Le 6 novembre est la Journée nationale de lutte contre le harcèlement scolaire. Les établissements de l’enseignement ne sont évidemment pas épargnés par ce phénomène. Alors ils prennent le taureau par les cornes. Cas d’école. 


Le Baromètre 2023 mené par L’Observatoire Étudiant des Violences Sexuelles et Sexistes dans l’Enseignement Supérieur dressait un état des lieux de 12 violences, allant de l’outrage sexiste au viol en passant par l’injure LGBTQIA+phobe. Au total, 6 étudiants (femmes et hommes) sur 10 déclarent avoir été victimes et/ou témoins d’au moins l’une des 12 violences citées. Et plus d’un quart d’entre eux déclarent avoir été victimes d’au moins un fait de violence sexiste, sexuelle ou LGBTQIA+phobe. 9% ont été victime de violence sexuelle depuis leur arrivée dans l’enseignement supérieur. Et 1 sur 10 a subi une agression sexuelle en école de commerce. Une victime de viol sur 4 l’a été plusieurs fois. La moitié des viols rapportés ont eu lieu lors de la première année d’études des répondants, dont 16 % durant les événements d’intégration. « Contrairement aux établissements publics qui doivent mettre en place des chargés de mission égalité et des cellules de veille et d’écoute, ceux du privé n’ont pas l’obligation de se mobiliser sur ces sujets.
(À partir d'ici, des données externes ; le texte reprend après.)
PR #2500, opened 2020-05-11
Add __repr__ to payload sources

VladimirSlavik:
SSIA...

### DIFF
--- a/pyanaconda/modules/payloads/source/harddrive/harddrive.py
+++ b/pyanaconda/modules/payloads/source/harddrive/harddrive.py
@@ -64,6 +64,13 @@ class HardDriveSourceModule(PayloadSourceBase, RPMSourceMixin):
         """Get description of this source."""
         return "{}:{}".format(self._device, self._directory)
 
+    def __repr__(self):
+        result = "Source(type='HDD', partition='{}', directory='{}')".format(
+            self._device,
+            self.directory,
+        )
+        return result
+
     def get_state(self):
         """Get state of this source."""
         res = os.path.ismount(self._device_mount) and bool(self._install_tree_path)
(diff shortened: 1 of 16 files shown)


tests/nosetests/pyanaconda_tests/module_source_nfs_test.py
```diff
@@ -114,6 +114,13 @@ def url_property_test(self):
         self.module.set_url(nfs_url)
         self.assertEqual(nfs_url, self.module.url)
 
+    def repr_test(self):
+        self.module.set_url(nfs_url)
+        self.assertEqual(
+            repr(self.module),
+            "Source(type='NFS', url='{}')".format(nfs_url)
```
poncovka, line 121: Please, don't use the final string instead of the formatting.

pyanaconda/modules/payloads/source/harddrive/harddrive.py
```diff
@@ -64,6 +64,15 @@ def description(self):
         """Get description of this source."""
         return "{}:{}".format(self._device, self._directory)
 
+    def __repr__(self):
+        result = "Source(type='HDD', partition='{}', directory='{}', install_tree_path='{}')" \
```
poncovka, line 68: I am not sure if there should `install_tree_path` in the string. What do you think, @jkonecny12?

tests/nosetests/pyanaconda_tests/module_source_nfs_test.py
VladimirSlavik: You mean, I should get "NFS" there via `format` too?

pyanaconda/modules/payloads/source/harddrive/harddrive.py
VladimirSlavik: I agree it should be removed, all other sources have only "inputs" displayed there.

VladimirSlavik: Removed.

tests/nosetests/pyanaconda_tests/module_source_nfs_test.py
poncovka: My mistake. It should be "use the final string instead of the formatting". It is better to be sure that the output really matches the expected value.

VladimirSlavik: ACK, will do.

Leur implication est donc plus ou moins forte », constate Gaëlle Berton, président de l’Observatoire des VSS dans l’enseignement supérieure. 

Sur ses 4 campus, cette école de commerce n’échappe au harcèlement, violences sexuelles et sexistes (VSS), violences physiques… Pour permettre aux victimes d’être entendues, Kedge Business School a donc mis en place un dispositif baptisé Alert. « Via un mail générique ou une plateforme sécurisée en ligne, les étudiants concernés, témoins et victimes, peuvent relater les faits subis. Chaque année, on dénombre en moyenne 35 signalements mais c’est sans doute loin de la réalité », explique Ophélie Gaugain, responsable des dispositifs Wellness et Prévention de l’école.

Ces situations se déroulent en général dans trois types de contexte : durant les évènements organisés par les associations de l’école, en cours ou sur le campus mais aussi dans des situations plus personnelles. Une fois, le signalement déposé, les étudiants sont reçus en priorité par la cellule d’écoute composé d’un psychologue et d’un collaborateur volontaire de l’établissement. Les agresseurs sont aussi entendus. « Certains étudiants ne souhaitent pas aller plus loin par peur des conséquences académiques. Ils craignent le tribunal populaire. Quand les faits sont avérés, on convoque un conseil de discipline », ajoute-t-elle.

En soirée, un nom de code a été défini pour signaler immédiatement une situation qui pose problème. « Or, il se trouve que parfois ce code est utilisé pour faire de mauvaises blagues. On réfléchit donc avec nos associations étudiantes à un autre dispositif type safe place pour isoler immédiatement les personnes », précise-t-elle. 

En plus d’une plateforme de signalement anonyme, l’école de management bretonne Rennes School of Business incite ses 4 000 étudiants à passer un module VSS. Au programme, des explications sur ce que recouvrent les VSS, sur les outils à leur disposition pour dénoncer ces comportements et sur les réactions à adopter s’ils en sont victimes ou témoins. À date, 800 étudiants ont validé ce module. « Dès que l’on communique sur le sujet des VSS, on constate une hausse des signalements car les étudiants se sentent davantage légitimes pour en parler. À noter que depuis le début de l’année, les signalements émanent autant des étudiantes que des étudiants.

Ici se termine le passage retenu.